## Your objective
Search the data for the string "support" and copy each line in which it appears.
=====
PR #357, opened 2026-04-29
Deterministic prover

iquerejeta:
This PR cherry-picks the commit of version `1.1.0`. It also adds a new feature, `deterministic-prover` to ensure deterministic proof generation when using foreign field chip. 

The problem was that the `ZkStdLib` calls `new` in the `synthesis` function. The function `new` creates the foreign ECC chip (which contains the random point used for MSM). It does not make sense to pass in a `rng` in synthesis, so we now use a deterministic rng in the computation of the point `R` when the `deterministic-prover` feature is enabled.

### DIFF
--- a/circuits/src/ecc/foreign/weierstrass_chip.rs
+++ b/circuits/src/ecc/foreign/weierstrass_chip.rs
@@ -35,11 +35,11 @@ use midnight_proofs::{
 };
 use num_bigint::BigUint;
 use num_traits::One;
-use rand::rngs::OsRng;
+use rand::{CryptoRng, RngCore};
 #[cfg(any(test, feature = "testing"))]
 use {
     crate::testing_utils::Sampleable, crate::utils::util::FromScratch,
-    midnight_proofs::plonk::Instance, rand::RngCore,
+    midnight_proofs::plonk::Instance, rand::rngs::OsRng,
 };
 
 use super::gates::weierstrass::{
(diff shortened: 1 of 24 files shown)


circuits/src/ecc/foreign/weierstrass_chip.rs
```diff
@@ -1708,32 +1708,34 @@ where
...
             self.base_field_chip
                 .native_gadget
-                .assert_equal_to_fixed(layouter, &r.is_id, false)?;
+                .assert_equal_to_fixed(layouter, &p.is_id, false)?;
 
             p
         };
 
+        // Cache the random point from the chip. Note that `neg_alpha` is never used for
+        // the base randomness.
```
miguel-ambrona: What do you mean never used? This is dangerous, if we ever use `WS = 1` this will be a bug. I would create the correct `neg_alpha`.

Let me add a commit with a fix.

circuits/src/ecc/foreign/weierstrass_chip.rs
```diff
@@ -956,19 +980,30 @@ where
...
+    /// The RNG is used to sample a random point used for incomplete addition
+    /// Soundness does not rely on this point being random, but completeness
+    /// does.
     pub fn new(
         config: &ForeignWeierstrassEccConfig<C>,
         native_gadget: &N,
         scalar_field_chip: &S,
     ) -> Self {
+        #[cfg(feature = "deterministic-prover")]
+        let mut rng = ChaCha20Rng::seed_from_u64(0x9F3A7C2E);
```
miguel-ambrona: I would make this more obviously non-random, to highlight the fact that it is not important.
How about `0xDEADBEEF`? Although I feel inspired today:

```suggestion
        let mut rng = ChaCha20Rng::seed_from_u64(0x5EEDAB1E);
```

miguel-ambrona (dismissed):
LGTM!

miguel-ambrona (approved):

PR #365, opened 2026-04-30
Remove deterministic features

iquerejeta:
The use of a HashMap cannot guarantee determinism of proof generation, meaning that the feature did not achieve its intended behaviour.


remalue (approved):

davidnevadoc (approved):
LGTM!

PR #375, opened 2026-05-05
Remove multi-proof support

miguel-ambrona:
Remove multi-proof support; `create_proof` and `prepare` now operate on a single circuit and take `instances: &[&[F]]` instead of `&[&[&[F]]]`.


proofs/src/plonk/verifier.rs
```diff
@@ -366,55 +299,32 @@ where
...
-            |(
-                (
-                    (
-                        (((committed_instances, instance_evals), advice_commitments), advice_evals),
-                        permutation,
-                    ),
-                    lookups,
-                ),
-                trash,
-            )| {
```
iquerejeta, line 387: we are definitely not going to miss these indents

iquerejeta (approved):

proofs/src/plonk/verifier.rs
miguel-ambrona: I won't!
=====
## Exercise output
Remove multi-proof support
Remove multi-proof support; `create_proof` and `prepare` now operate on a single circuit and take `instances: &[&[F]]` instead of `&[&[&[F]]]`.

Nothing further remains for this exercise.